RNA-Seq data analysis: unsupervised classification or clustering

Goal

Detect homogenous groups of subjects according to their transcriptomic profile.

Data

We are studying a complex disease in which we know that a certain hormone has an important role. For them, we designed an experiment with RNA-Seq in mice with two groups: 6 wild type mice (WT) and 6 mice treated with T3 hormone.

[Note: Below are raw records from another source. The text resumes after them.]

PR #323, opened 2026-08-17
feat(longmemeval): AKS rig for the full 500-question LongMemEval_S run

ilsiepotamus:
Stacked on #320 (the runner image needs `--occurred-at`/`--dataset` from that branch); retarget to `main` after it merges.

## Summary
`deploy/longmemeval/` — an AKS rig modeled on `deploy/benchmark/`, adapted for a real-LLM, multi-day benchmark run:

- **CGO+fts5 image** (real `looms` + `loom-longmemeval`; the bench Dockerfile's CGO-off/distroless combo can't run the real server)
- **Small, cheap cluster** (D8s workload pool, ~$0.55/hr) — the run is Bedrock-quota-bound, not CPU-bound
- **Resumable chunked runner Job**: one output per `(type, offset)` chunk on an RWX PVC; pod restarts resume by skipping completed chunks (motivated by the pilot losing 4 entries to laptop sleep)
- **Bedrock bearer-key auth** via Secret → `LOOM_LLM_BEDROCK_BEARER_TOKEN`
- **Result safety**: mid-run `pull-results.sh`; teardown refuses until results are confirmed pulled
- README covers time/cost projections from the 2026-08 pilot (~60 min/entry serial in multi-session mode), concurrency guidance, off-cluster official scoring, and what a public claim must disclose

## Validation
- All shell scripts `bash -n` clean; all manifests YAML-parse after `envsubst` rendering; the embedded runner slice-loop parses standalone.
- Not yet exercised against a live cluster — first `az acr build` + `run-500.sh` invocation is the integration test, intentionally left for the operator (spends real money).

### DIFF
--- a/deploy/longmemeval/pull-results.sh
+++ b/deploy/longmemeval/pull-results.sh
@@ -1,0 +1,66 @@
+#!/usr/bin/env bash
+# pull-results.sh — Copy LongMemEval results from the AKS PVC to local disk.
+# The results PVC is RWX (azurefile), so this works mid-run without
+# disturbing the runner.
+#
+# Usage: bash deploy/longmemeval/pull-results.sh [LOCAL_DIR]
+
+set -euo pipefail
+
+SCRIPT_DIR="$(cd "$(dirname "${BASH_SOURCE[0]}")" && pwd)"
+# shellcheck source=lme.env
+source "${SCRIPT_DIR}/lme.env"
+[[ -f "${SCRIPT_DIR}/lme.env.local" ]] && source "${SCRIPT_DIR}/lme.env.local"
+
+TIMESTAMP="$(date -u +%Y%m%d-%H%M%S)"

These data were obtained after applying a primary analysis that included the evaluation of the quality of the sequences, mapping and quantification of expression at the gene level. We have expression levels (non-normalized counts) for the 12 mice described in 38,293 genes.

Work plan

  1. Open the data file of rnaseq_12samples.txt with a spreadsheet and inspect its contents. There will be as many columns as subjects and as many rows as genes.
  2. Upload this txt file in Babelomics from the “Upload” menu. We will have to indicate the type of data that we upload: “Data matrix expression”. This link describes the different types of data that we can use in Babelomics: https://github.com/babelomics/babelomics/wiki/Data-types.
  3. After loading the data, the first step will be normalization. From “Processing / Normalization NGS: RNA-Seq” we will select our file and choose a standardization method (we will start with TMM). Interesting clue: when the normalization finishes, check out the results and in the “Job information” section, look up the identifier of the “Output folder”. Then we will need it to indicate to Babelomics where are the normalized data.
  4. Once the data is already normalized, we are ready to perform the clustering. From “Expression / Unsupervised analysis”, select the data (now it's time to select the previous “output folder” where the normalized data are ready).
  5. Next, we select the clustering by samples. We chose a method of clustering and distance (to begin with, those that are by default). We assign a name to the job and run it.
  6. Perform a clustering for genes (to begin with, those that are by default). We assign a name to the job and execute it.

Questions

  1. Are there groups of samples with a similar transcriptomic profile? How many groups appear?
  2. Is there any sample that has an anomalous behavior when comparing with other subjects?
  3. Do you think that if we performed a differential expression analysis we would obtain a large number of differentially expressed genes?
  4. Any incidence with clustering by genes?